Толпа молодыхъ людей взволновалась, оглушая воздухъ криками: "Да здравствуетъ конституція". Но Моллика потребовалъ молчанія, сказавъ:

-- Въ такія минуты возгласы безполезны: за насъ должны говорить наши штуцера.

Со стороны площади Санъ-Фердинандо прибѣжалъ товарищъ и посовѣтовалъ построить барикаду на углу Санта-Бриджида: "иначе войска насъ могутъ окружить"

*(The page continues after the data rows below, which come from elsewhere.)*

PR #76, opened 2026-06-02
RFC: vMCP Core Interface — Splitting Domain Logic from Transport

tgrunnagle:
## Summary

Proposes extracting a small, identity-parameterized `VMCP` domain interface from the Virtual MCP Server, paired with `New(cfg) -> VMCP` to construct the core and `Serve(ctx, VMCP, serverCfg) -> *Server` to stand up the transport. Embedders can wrap the core with their own decorators to augment behavior — without reimplementing aggregation/routing/composition, and without coupling to the mcp-go SDK lifecycle, the HTTP middleware chain, or request-context contracts. The existing `server.New(...)` entry point is preserved as a thin wrapper over `Serve(ctx, New(cfg), serverCfg)`, so current embedders are unaffected.

## Key points

- Minimal `VMCP` interface exposing the MCP capability surface (list/call tools, list/read resources, list/get prompts, lookup) with identity as an **explicit parameter** — removing the `auth.IdentityFromContext` coupling on the domain path.
- `New` relocates (not rewrites) the collaborator wiring `server.New` does today; `Serve` owns all transport concerns (mcp-go, middleware chain, embedded AS, status, telemetry, health).
- Decoration is the supported domain-extension mechanism; list and call share one source of truth so a decorator cannot drift or widen access.
- No change to serialized config, CRD/YAML, data model, or incoming/outgoing auth strategies. `server.New` signature stays stable throughout; the split lands behind it across small, sequenced PRs.

### DIFF
--- a/rfcs/THV-0076-vmcp-core-interface.md
+++ b/rfcs/THV-0076-vmcp-core-interface.md
@@ -1,0 +1,694 @@
+# RFC-0076: vMCP Core Interface — Splitting Domain Logic from Transport
+
+- **Status**: Draft
+- **Author(s)**: Trey Grunnagle (@tgrunnagle)
+- **Created**: 2026-06-01
+- **Last Updated**: 2026-06-01
+- **Target Repository**: toolhive
+- **Related Issues**: _(none yet)_
+
+## Summary
+
+This RFC proposes extracting a small, identity-parameterized `VMCP` domain
+interface from the Virtual MCP Server, paired with a `New(cfg) -> VMCP`
+constructor for the core and a `Serve(ctx, VMCP, serverCfg) -> *Server` helper
+for the transport layer. Embedders can then wrap the core with their own
+decorators to augment behavior — without reimplementing aggregation, routing,
+or composition, and without coupling to the mcp-go SDK lifecycle, the HTTP
+middleware chain, or request-context contracts. The existing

Всѣ бросились собирать матерьялъ для баррикады и поспѣшно возводить ее. Кругомъ раздавались выстрѣлы отдѣльныхъ солдатъ, разставленныхъ ранѣе у воротъ домовъ и кофеенъ. Падали раненые и убитые безъ разбору прохожіе или обитатели домовъ, не успѣвшіе запереть ставни и двери, улица была уже обагрена кровью. Первый батальонъ бурбонской гвардіи поспѣшно огибалъ уголъ сосѣдняго переулка, но опоздалъ. Баррикада Санта-Бриджида словно какимъ волшебствомъ выросла въ нѣсколько минутъ. Кареты, телѣги, скамьи, шкалы, мебель, тюфяки все пошло въ дѣло. Сороковая бочка очутилась рядомъ съ раззолоченнымъ бюро; каѳедра проповѣдника рядомъ съ кабачнымъ прилавкомъ; богатая коляска высилась надъ исповѣдальной будочкой, и все это безформенное зданіе увѣнчивалось поднятымъ кверху дышломъ кареты, къ которому прибили большую красную женскую шаль вмѣсто знамени. Нѣсколько женщинъ изъ простонародья, добывшихъ себѣ оружіе, появились на баррикадѣ. Триста ночью прибывшихъ сициліанцевъ были уже тутъ на своихъ мѣстахъ съ оружіемъ въ рукахъ. Они ждали только условнаго знака, чтобы начать бой. Моллика стоялъ выше всѣхъ и не спускалъ глазъ съ улицы, на которой долженъ былъ появиться непріятель.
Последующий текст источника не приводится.